Le décret concernant la lutte contre l’immigration illégale en provenance de la frontière Sud des Etats-Unis est frappé du même sceau, tout comme les attaques contre un système de visas (H-1B) considéré comme un facteur de sous-traitance favorable aux sociétés étrangères.

M. Trump a cependant résisté jusqu’à présent à l’exhortation de M. Sessions de remettre en cause un décret de M. Obama protégeant les sans-papiers arrivés aux Etats-Unis alors qu’ils étaient mineurs. De même, le président n’a pas nommé comme juge à la Cour suprême le protégé de l’ancien sénateur de l’Alabama, William Pryor, un choix jugé trop provocateur compte tenu des prises de position radicales de ce dernier.

Un dernier texte est inspiré de la campagne : celui qui vise à séparer plus strictement les activités politiques de celles de conseil et de lobbying. M. Trump a aussi été élu sur la promesse d’« assécher le marigot » que représente selon lui Washington, où les élus font souvent le va-et-vient entre le Congrès et les groupes d’intérêts.

MM. Miller et Bannon ont activement milité par le passé contre des figures républicaines jugées trop liées à ces milieux, qu’il s’agisse de l’ancien responsable de la majorité à la Chambre des représentants, Eric Cantor, ou du speaker (président) de la même assemblée, Paul Ryan.
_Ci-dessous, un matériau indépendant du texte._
PR #96226, opened 2026-07-25
Turbopack: support import.meta.glob caseSensitive option

timneutkens:
## Summary

Add Vite-compatible `caseSensitive` support to `import.meta.glob()`. Matching remains case-sensitive by default, while `caseSensitive: false` applies case-insensitive matching to directory traversal, filenames, positive patterns, and negative patterns.

The option is included in matcher equality and non-default virtual module identity, and is exposed through diagnostics, TypeScript declarations, and the Turbopack options reference.

## Verification

- `cargo test -p turbo-tasks-fs glob`
- `cargo nextest run -p turbopack-tests -E "test(import_meta_glob) and not test(import_meta_glob_errors)"`
- `pnpm build-all` and `pnpm --filter=next types` are blocked by current-canary `sharp.default` type errors in `packages/next/src/server/image-optimizer.ts`

### DIFF
--- a/docs/01-app/03-api-reference/08-turbopack.mdx
+++ b/docs/01-app/03-api-reference/08-turbopack.mdx
@@ -234,12 +234,13 @@ const eager = import.meta.glob('./dir/*.ts', { eager: true })
 
 ### Options reference
 
-| Option   | Type                                          | Default     | Description                                                            |
-| -------- | --------------------------------------------- | ----------- | ---------------------------------------------------------------------- |
-| `eager`  | `boolean`                                     | `false`     | Import modules synchronously instead of returning thunks.              |
-| `import` | `string`                                      | `undefined` | Named export to select from each matched module (e.g. `'default'`).    |
-| `query`  | `string \| Record<string, string \| boolean>` | `undefined` | Query string (or object) to append to each import.                     |
-| `base`   | `string`                                      | `undefined` | Override the base path used for resolving patterns and keying results. |
+| Option          | Type                                          | Default     | Description                                                            |
+| --------------- | --------------------------------------------- | ----------- | ---------------------------------------------------------------------- |
+| `eager`         | `boolean`                                     | `false`     | Import modules synchronously instead of returning thunks.              |
+| `import`        | `string`                                      | `undefined` | Named export to select from each matched module (e.g. `'default'`).    |
+| `query`         | `string \| Record<string, string \| boolean>` | `undefined` | Query string (or object) to append to each import.                     |
+| `base`          | `string`                                      | `undefined` | Override the base path used for resolving patterns and keying results. |
+| `caseSensitive` | `boolean`                                     | `true`      | Match glob patterns case-sensitively. Set to `false` to ignore case.   |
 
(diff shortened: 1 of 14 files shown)


turbopack/crates/turbo-tasks-fs/src/glob.rs
```diff
@@ -40,7 +40,7 @@ pub struct Glob {
 
 impl PartialEq for Glob {
     fn eq(&self, other: &Self) -> bool {
-        self.glob == other.glob
+        self.glob == other.glob && self.opts == other.opts
```
lukesandberg, line 43: 🤦‍♂️

docs/01-app/03-api-reference/08-turbopack.mdx
```diff
@@ -234,12 +234,13 @@ const eager = import.meta.glob('./dir/*.ts', { eager: true })
...
+| Option          | Type                                          | Default     | Description                                                            |
+| --------------- | --------------------------------------------- | ----------- | ---------------------------------------------------------------------- |
+| `eager`         | `boolean`                                     | `false`     | Import modules synchronously instead of returning thunks.              |
+| `import`        | `string`                                      | `undefined` | Named export to select from each matched module (e.g. `'default'`).    |
+| `query`         | `string \| Record<string, string \| boolean>` | `undefined` | Query string (or object) to append to each import.                     |
+| `base`          | `string`                                      | `undefined` | Override the base path used for resolving patterns and keying results. |
+| `caseSensitive` | `boolean`                                     | `true`      | Match glob patterns case-sensitively. Set to `false` to ignore case.   |
```
lukesandberg: specify that this is only 'ascii' case insentive

turbopack/crates/turbo-tasks-fs/src/glob.rs
```diff
@@ -152,8 +154,9 @@ impl Glob {
     }
 }
 
-fn new_regex(pattern: &str) -> Regex {
+fn new_regex(pattern: &str, opts: GlobOptions) -> Regex {
     RegexBuilder::new(pattern)
+        .case_insensitive(opts.case_insensitive)
```
lukesandberg, line 160:
```suggestion
        // Because we aren't setting the `unicode` flag, this is only `ASCII` case insensitive
        .case_insensitive(opts.case_insensitive)
```

lukesandberg (approved):
nice!

turbopack/crates/turbo-tasks-fs/src/glob.rs
timneutkens: :robot: The glob equality now includes GlobOptions, so case-sensitive and case-insensitive matchers cannot be treated as equivalent. Thanks for catching the original omission.

docs/01-app/03-api-reference/08-turbopack.mdx
timneutkens: :robot: Done — the options reference now states that caseSensitive: false ignores ASCII case only.

turbopack/crates/turbo-tasks-fs/src/glob.rs
timneutkens: :robot: Done — added an inline comment explaining that matching is ASCII case-insensitive because the regex Unicode flag is not enabled.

Car la rupture avec une partie des idées classiques du Parti républicain ne vise pas des aspects secondaires de son programme. Le conseiller stratégique de M. Trump ne cache pas son ambition, partagée par MM. Miller et Sessions, de transformer en formation populiste un « Grand Old Party » (GOP) jugé sous la coupe d’un « globalisme sans âme », selon l’expression du nouvel attorney général des Etats-Unis. Une formule que MM. Miller et Bannon ont également faite leur.